* **Task goal**: For the entries that follow, count the lines containing the string "done" and write only the number.

=-=-=-=-=

PR #2186, opened 2024-06-25
chore(tooltip): remove arrowPosition

rivka-ungar:
https://monday.monday.com/boards/3532714909/views/80492480/pulses/6890238631

### DIFF
--- a/packages/core/src/components/Tooltip/TooltipConstants.ts
+++ b/packages/core/src/components/Tooltip/TooltipConstants.ts
@@ -1,7 +1,1 @@
-export enum TooltipArrowPosition {
-  BEGIN = "begin",
-  CENTER = "center",
-  END = "end"
-}
-
 export type TooltipTheme = "dark" | "primary";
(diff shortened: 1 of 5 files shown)


packages/core/src/components/Tooltip/TooltipConstants.ts
```diff
@@ -1,7 +1 @@
-export enum TooltipArrowPosition {
```
talkor, line 1: Need to document this removal as it's exported

packages/core/src/components/Tooltip/__tests__/Tooltip.snapshot.test.tsx
```diff
@@ -19,7 +19,7 @@ describe("Tooltip renders correctly", () => {
   it("with end arrowPosition", () => {
```
talkor, line 19: Do we need this test at all?

rivka-ungar: Nope, removed

talkor (approved):

PR #2189, opened 2024-06-25
feat(TextArea): be able to disable resize

talkor:
https://monday.monday.com/boards/3532714909/pulses/6899262204

### DIFF
--- a/packages/core/src/components/TextArea/TextArea.module.scss
+++ b/packages/core/src/components/TextArea/TextArea.module.scss
@@ -50,6 +50,10 @@
     &.large {
       @include vibe-text(text1, normal);
     }
+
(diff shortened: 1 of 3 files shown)


packages/core/src/components/TextArea/TextArea.module.scss
```diff
@@ -50,6 +50,10 @@
     &.large {
       @include vibe-text(text1, normal);
     }
+
+    &:not(.resize) {
+      resize: none;
```
YossiSaadi, line 55: Textarea is a very weird element. Why this kind of behavior is on css? 🤔

YossiSaadi (approved):

PR #2193, opened 2024-06-27
fix(ToastLink): hover color should inherit from link color

rivka-ungar:
https://monday.monday.com/boards/3532714909/views/80492480/pulses/6891175104


YossiSaadi (approved):
👌🏻

PR #2194, opened 2024-06-27
chore(Box): make scrollable default true

rivka-ungar:
https://monday.monday.com/boards/3532714909/views/80492480/pulses/6887644042


talkor (commented):
@rivka-ungar please add to changelog 🙏🏼

talkor (approved):

PR #2196, opened 2024-06-30
remove old label animation

shaharzil:
https://monday.monday.com/boards/3532714909/pulses/6798811711


packages/core/docs/vibe-3-changelog.md
```diff
@@ -70,6 +70,7 @@
 ### Label
 
 - `wrapperClassName` -> `className` [codemod]
+- Removed old animation
```
talkor, line 73: I'd rephrase "old" as "slide" or "rotate", to make it more clear
Plus I think we should specify the `isAnimationDisabled` prop that was removed

packages/core/src/components/Label/Label.tsx
talkor, line 1: I bet there's some redundant CSS also 😅

packages/core/src/styles/_keyframes.scss
```diff
@@ -8,7 +8,6 @@
 @import "keyframes/pop/pop-in-elastic";
 @import "keyframes/pop/pop-in-elastic-bold";
 @import "keyframes/pop/pop-out-from-trigger";
-@import "keyframes/spin/spin-in-emphasized";
```
talkor, line 11: We need to think about this, since it's a breaking change in `style`

talkor (approved):

PR #2203, opened 2024-07-02
feat(AccordionItem): add option for onClick instead of onClickCapture

rivka-ungar:
https://monday.monday.com/boards/3532714909/views/80492480/pulses/6947522708


packages/core/src/components/ExpandCollapse/ExpandCollapse.tsx
```diff
@@ -62,7 +63,8 @@ const ExpandCollapse: FC<ExpandCollapseProps> = forwardRef(
       headerClassName,
       contentClassName,
       componentClassName,
-      "data-testid": dataTestId
+      "data-testid": dataTestId,
+      captureOnClick
```
YossiSaadi, line 67: true by default

PR #2204, opened 2024-07-03
chore(chromatic): update chromatic cli to latest version

YossiSaadi:
At the end, the publish is done through the GitHub Actions action of Chromatic, so we are, currently, using the latest - it is just to keep up to date also the local dep for running Chromatic locally
Found it out during Chromatic's outage when I've tried to run build through local and got a warning from Chromatic regarding this

https://monday.monday.com/boards/3532714909/pulses/6957006224


talkor (approved):
Awesome!

PR #2214, opened 2024-07-07
chore(AttentionBox): codemod for migration of AttentionBox from core - v2 to v3

YossiSaadi:
https://monday.monday.com/boards/3532714909/pulses/6958656022

This PR also includes:
- consts: Vibe's imports (core and core/next)
- utils:
	- wrapper for each transform to supply it with `j` and `root`, and always make sure `root.toSource()` is called at the end (inspired by [Vue-codemod](https://github.com/vuejs/vue-codemod/blob/main/src/wrapAstTransformation.ts))
	- extract actual name from import (e.g. supply it with `AttentionBox` string and find both `import {AttentionBox}` and `import {AttentionBox as SomethingElse}`) to later find with it all the component element usages
	- find all jsx appearances of a specific tag (e.g. find all <AttentionBox jsx usages in a file)
	- get all import declerations of vibe core and vibe core/next
	- update prop name for a jsx element usage

### DIFF
--- a/packages/codemod/src/utils/import-utils.ts
+++ b/packages/codemod/src/utils/import-utils.ts
@@ -1,0 +1,19 @@
+import { Collection, ImportDeclaration } from "jscodeshift";
+import { CORE_IMPORT_PATH, CORE_NEXT_IMPORT_PATH } from "../consts";
+import { VibeCorePath } from "../../types";
+
+function getImports(root: Collection, path: VibeCorePath): Collection<ImportDeclaration> {
+  return root.find(ImportDeclaration, {
+    source: {
+      value: path
+    }
+  });
+}
+
+export function getCoreImportsForFile(root: Collection): Collection<ImportDeclaration> {
+  return getImports(root, CORE_IMPORT_PATH);
+}
+
+export function getCoreNextImportsForFile(root: Collection): Collection<ImportDeclaration> {
+  return getImports(root, CORE_NEXT_IMPORT_PATH);
+}
--- a/packages/codemod/src/utils/import-utils.ts
+++ b/packages/codemod/src/utils/import-utils.ts
@@ -2,6 +2,9 @@ import { ASTPath, Collection, ImportDeclaration, ImportSpecifier, JSCodeshift } 
 import { CORE_IMPORT_PATH, CORE_NEXT_IMPORT_PATH } from "../consts";
 import { VibeCorePath } from "../../types";
 
+/**
+ * Retrieves all import declarations that matches a path for a root (file).
+ */
 function getImports(root: Collection, path: VibeCorePath): Collection<ImportDeclaration> {
   return root.find(ImportDeclaration, {
     source: {
@@ -10,14 +13,23 @@ function getImports(root: Collection, path: VibeCorePath): Collection<ImportDecl
   });
 }
 
+/**
+ * Retrieves all "monday-ui-react-core" import declarations for a root.
+ */
 export function getCoreImportsForFile(root: Collection): Collection<ImportDeclaration> {
   return getImports(root, CORE_IMPORT_PATH);
 }
 
+/**
+ * Retrieves all "monday-ui-react-core/next" import declarations for a root.
+ */
 export function getCoreNextImportsForFile(root: Collection): Collection<ImportDeclaration> {
   return getImports(root, CORE_NEXT_IMPORT_PATH);
 }
 
+/**
+ * Retrieves all import specifiers (named imports) from a given import declaration.
+ */
 function extractSpecifiersFromImport(j: JSCodeshift, path: ASTPath<ImportDeclaration>): ImportSpecifier[] {
   const specifiers: ImportSpecifier[] = [];
   j(path)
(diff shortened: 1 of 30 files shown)


packages/codemod/transformations/core/v2-to-v3/attention-box-component-migration.ts
```diff
@@ -0,0 +1,26 @@
...
+  wrap
+} from "../../../src/utils";
+import { TransformationContext } from "../../../types";
+
+/**
+ * 1. Update the 'componentClassName' prop to 'className'
+ */
+function transform({ j, root }: TransformationContext) {
+  const imports = getCoreImportsForFile(root);
+  const actualComponentName = getComponentNameOrAliasFromImports(j, imports, "AttentionBox");
```
shaharzil, line 15: Im not sure what i think about the name "actualComponentName" (since it is not the actual, it is the alias) how about just "componentName" or "importedComponentName"?

packages/codemod/src/utils/prop-utils.ts
```diff
@@ -0,0 +1,19 @@
...
+  const attributes = elementPath.node?.attributes;
+  if (!attributes) return;
+
+  attributes.forEach(attr => {
+    if (
+      attr.type === "JSXAttribute" &&
+      attr.name.type === "JSXIdentifier" &&
+      propsNamesMappingOldToNew[attr.name.name]
+    ) {
+      attr.name.name = propsNamesMappingOldToNew[attr.name.name];
```
shaharzil, line 16: What will happen if for some reason the component already using the new prop in addition to old one? for example:
< AttentionBox componentClassName="old-class" className="other classes" />

packages/codemod/src/utils/prop-utils.ts
```diff
@@ -0,0 +1,19 @@
...
+export function updatePropName(
+  elementPath: ASTPath<JSXOpeningElement>,
+  propsNamesMappingOldToNew: Record<string, string>
+): void {
+  const attributes = elementPath.node?.attributes;
+  if (!attributes) return;
+
+  attributes.forEach(attr => {
+    if (
+      attr.type === "JSXAttribute" &&
```
shaharzil, line 12: Consider adding question marks after attr and attr?.name

packages/codemod/src/utils/import-utils.ts
shaharzil, line 1: Consider adding some comment for documentation about some of the functions or terms we use here

packages/codemod/src/utils/import-utils.ts
```diff
@@ -0,0 +1,46 @@
...
+  paths: Collection<ImportDeclaration>,
+  componentName: string
+): string | null {
+  let actualName = null;
+  paths.forEach(path => {
+    const componentImportSpecifier = j(extractSpecifiersFromImport(j, path))
+      .filter(spec => spec.node.imported.name === componentName)
+      .at(0);
+    if (componentImportSpecifier.length) {
+      actualName = componentImportSpecifier.get().node.local.name;
```
shaharzil, line 42: same comment like what i wrote about this naming in the attention box file :)

packages/codemod/src/utils/prop-utils.ts
YossiSaadi: `attr.type` would always exist if we're inside the `forEach` loop
`attr.name` throws TS errors if the `attr.type === "JSXAttribute"` isn't checked.
so it means that if `attr.type === "JSXAttribute"` is `true`, then `attr.name` would always exist
same for `attr.name.type` and `attr.name.name`.

As those would always exist, I think it is making the code more readable having no optional chaining so the reader would know those would always exist

image
image

packages/codemod/src/utils/import-utils.ts
YossiSaadi: any chance you can be more specific regarding this one? on stuff that were unclear?
basically that's the reason I've used types wherever possible, the jscodeshift types are pretty self explained once accessed through the IDE

I also want to make a short meeting with the team regarding the codemods infra and how to write codemods, so I want to explain the basics as I explained to you on our meeting, with the ASTExplorer (to understand what are import declarations, Collection vs ASTPath, etc. there's not a good central place to explain about all those as those are stuff that are shared between all the utils and all the codemods)

packages/codemod/src/utils/prop-utils.ts
shaharzil: Not sure how this code will resolve the use case I wrote..

YossiSaadi: you asked what will happen, not how to resolve 😅 
I don't think we should do anything in this case
TS would yell at the consumer that `componentClassName`, and if the consumer does not have TS configured it is its responsibility to check the docs when migrating 🤷🏼‍♂️

If we decide to remove the `componentClassName` no matter what is its content in case `className` also exists, then the user would most probably get hurt (unexpected and unaware changes)

YossiSaadi: sorry, fixed the snippet, was probably confusing

see the fixed one

it is also already committed so you can just go over the commit

YossiSaadi: image

```typescript
elements.forEach(path => {
    const hasClassName = isPropExists(j, path, "className");
    const hasComponentClassName = isPropExists(j, path, "componentClassName");
    if (hasClassName && hasComponentClassName) {
      logPropMigrationWarning(filePath, componentName, "componentClassName", "className");
    } else {
      updatePropName(path, { componentClassName: "className" });
    }
  });
```

shaharzil (approved):

PR #2215, opened 2024-07-07
chore(Avatar): codemod for migration of Avatar from core - v2 to v3

YossiSaadi:
https://monday.monday.com/boards/3532714909/pulses/6958806157


packages/codemod/src/utils/prop-utils.ts
```diff
@@ -1,31 +1,129 @@
...
+  // can be very complex, we'll have to compare strings
+  return value ? j(value).toSource() : undefined;
+}
+
+/**
+ * Checks if a Collection of props have the same value
+ */
+export function propsValueMatch(j: JSCodeshift, propsCollection: Collection<JSXAttribute>): boolean {
+  const values = propsCollection.nodes().map(prop => getPropValue(j, prop));
+  return values.every(value => value === values[0]);
```
shaharzil, line 98: Maybe I'm missing something, but why do we need to use "every"? This function supposed to compare between only 2 values, am I right? Why not a simple value[0] === value[1]

packages/codemod/src/utils/prop-utils.ts
```diff
@@ -1,31 +1,129 @@
...
+): void {
+  Object.entries(propsNamesMappingOldToNew).forEach(([deprecatedPropName, newPropName]) => {
+    const props = findProps(j, elementPath, deprecatedPropName, newPropName);
+
+    if (props.length !== 2) {
+      updatePropName(j, elementPath, { [deprecatedPropName]: newPropName });
+      return;
+    }
+
+    if (propsValueMatch(j, props)) {
```
shaharzil, line 123: Not needed for now, but let's remember for the future that this will work only on strings and booleans, but won't catch arrays and objects

packages/codemod/transformations/core/v2-to-v3/__tests__/attention-box-component-migration.test.ts
```diff
@@ -56,7 +56,47 @@ describe("AttentionBox component migration", () => {
...
+    prependImport(`<AttentionBox className="class-one" />`),
+    "should remove 'componentClassName' when when both 'componentClassName' and 'className' props exist with same literal values"
+  );
+
+  defineInlineTest(
+    transform,
+    {},
+    prependImport(`<AttentionBox componentClassName={"class-one"} className="class-one" />`),
+    prependImport(`<AttentionBox className="class-one" />`),
+    "should remove 'componentClassName' when when both 'componentClassName' and 'className' props exist with same literal values while one is inside an expression"
```
shaharzil, line 99: Very good!!!!

packages/codemod/transformations/core/v2-to-v3/__tests__/avatar-component-migration.test.ts
shaharzil, line 1: Maybe let's add another test:
    prependImport(`<Avatar square isDisabled />`),
    prependImport(`<Avatar square disabled />`),

To make sure it wont stop on the first one that doesn't need changes

packages/codemod/src/utils/prop-utils.ts
```diff
@@ -1,31 +1,129 @@
...
-      propsNamesMappingOldToNew[attr.name.name]
-    ) {
-      attr.name.name = propsNamesMappingOldToNew[attr.name.name];
-    }
-  });
+  j(elementPath)
+    .find(JSXOpeningElement)
+    .find(JSXIdentifier)
+    .forEach(identifierPath => {
+      if (propsNamesMappingOldToNew[identifierPath.node.name]) {
```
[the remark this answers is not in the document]
YossiSaadi: since we're inside "JSXIdentifier", we'll always have node.name, otherwise we won't get into the "forEach"
the previous way was not a jscodeshift-way, but instead manipulating the node, this way is more readable and efficient

packages/codemod/src/utils/prop-utils.ts
```diff
@@ -1,31 +1,129 @@
...
-  if (!attributes) return false;
-  return j(elementPath).find(JSXIdentifier, { name: propName }).size() > 0;
+export function isPropExists(j: JSCodeshift, elementPath: ASTPath<JSXElement>, propName: string): boolean {
+  return j(elementPath).find(JSXOpeningElement).find(JSXIdentifier, { name: propName }).size() > 0;
+}
+
+/**
+ * Finds props on a JSX element
+ */
+export function findProps(j: JSCodeshift, elementPath: ASTPath<JSXElement>, ...propNames: string[]) {
```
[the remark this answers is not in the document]
YossiSaadi: not spreading, but rather accepting infinite number of props by propNames

packages/codemod/src/utils/prop-utils.ts
```diff
@@ -1,31 +1,129 @@
...
+      }
+    });
 }
 
 /**
  * Checks for whether a prop is used in a JSX element
  */
-export function isPropExists(j: JSCodeshift, elementPath: ASTPath<JSXOpeningElement>, propName: string): boolean {
-  const attributes = elementPath.node?.attributes;
-  if (!attributes) return false;
```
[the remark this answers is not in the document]
YossiSaadi: a mistake 😶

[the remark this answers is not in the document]
YossiSaadi: the `find` of jscodeshift is taking care of it instead of the condition, it would return an empty collection instead of manipulating the code directly

packages/codemod/src/utils/prop-utils.ts
```diff
@@ -1,31 +1,129 @@
...
+    .filter(attr => {
+      const attrName = attr.node.name.type === "JSXIdentifier" ? attr.node.name.name : "";
+      return propNames.includes(attrName);
+    });
+}
+
+/**
+ * Removes a prop from a JSX element
+ */
+export function removeProp(j: JSCodeshift, elementPath: ASTPath<JSXElement>, ...propsNames: string[]): void {
```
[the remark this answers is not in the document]
YossiSaadi: not spreading, but rather removing infinite number of props by accepting infinite amount of propNames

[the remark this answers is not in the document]
YossiSaadi: ```findProps(j, elementPath, ...propsNames).remove();```
can definitely get the job done, nice catch!

packages/codemod/src/utils/prop-utils.ts
YossiSaadi: just one of the js ways to make sure all items in array are equal, I do not want a compare function, but to know if all are equal

packages/codemod/src/utils/prop-utils.ts
```diff
@@ -1,31 +1,129 @@
...
+}
+
+/**
+ * Gets the computed value of a prop
+ */
+function getPropValue(j: JSCodeshift, prop: JSXAttribute): undefined | boolean | Literal["value"] | string {
+  const value = prop.value;
+
+  // boolean flag value (e.g. <Button disabled />)
+  if (value === null) {
```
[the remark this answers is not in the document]
YossiSaadi: it would get into the
```if (value?.type === "JSXExpressionContainer") {```
`null` only means that it is a boolean `true` flag prop (without "" or {}, declaring `null` must be inside {})

File: packages/codemod/transformations/core/v2-to-v3/__tests__/avatar-component-migration.test.ts
Comment (YossiSaadi) [reply packages/codemod/transformations/core/v2-to-v3/__tests__/avatar-component-migration.test.ts:1]: we have one [here](https://github.com/mondaycom/vibe/pull/2215/files/f8359adb2cf22c45f295298220d9383f32ded3c5#diff-18a0432986436950ba966db9f0ba660b075cbb91f73b297508e8ef1da1df1878R28)

File: packages/codemod/src/utils/prop-utils.ts (hunk 2 above)
Comment (YossiSaadi) [reply packages/codemod/src/utils/prop-utils.ts:123]: it actually does catch arrays and objects, but in a very high level way
e.g. this would work:
```
const someArray = [1, 2, 3];
<MyComponent myArray={someArray} myNewArray={someArray} />
```

but for now, this won't work
```
const someArray = [1, 2, 3];
<MyComponent myArray={someArray} myNewArray={[1, 2, 3]} />
```
and honestly I'm not sure this **should** work as this can have different meaning in code, stuff that are done on purpose

so right now we're catching
<MyComponent **someFlag** **someFlag={true}** **someFlag={false}** **someString={"hello"}** someString="hello" />
which I think are more than enough for now

packages/codemod/src/utils/prop-utils.ts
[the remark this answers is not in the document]
shaharzil: Sorry, missed what you are sending, I thought it was only one array 🤦‍♀️

packages/codemod/src/utils/prop-utils.ts
shaharzil: But is it possible to have more then 2 items in this specific array?

packages/codemod/src/utils/prop-utils.ts
shaharzil: Yes, this is what I meant, if it is the same value but different pointer. 
I think this is fine for now, but some of our props' types are array so we need to keep that in mind for later

packages/codemod/transformations/core/v2-to-v3/__tests__/avatar-component-migration.test.ts
shaharzil: Are you sure that the link is for the correct line? it is different from what I wrote..

packages/codemod/src/utils/prop-utils.ts
YossiSaadi: yep, it can include a lot of props in theory (probably 99.99% of cases it won't, unless we'll encounter some very weird use case, but it's good to keep it generic)

packages/codemod/src/utils/prop-utils.ts
YossiSaadi: yes so for now it will check exact match
also cases like
```onClick={() => doSomething()} and onClick={doSomething}```
won't be caught as equals, but that is also cool I think, until we'll encounter somewhere where a specific use case is needed

packages/codemod/transformations/core/v2-to-v3/__tests__/avatar-component-migration.test.ts
YossiSaadi: @shaharzil 
image

This is what I've tagged
Is this opening a different line for you?

YossiSaadi: ohh I missed what you meant
ok will add one

shaharzil (approved):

=-=-=-=-=

* **Exercise answer**: 3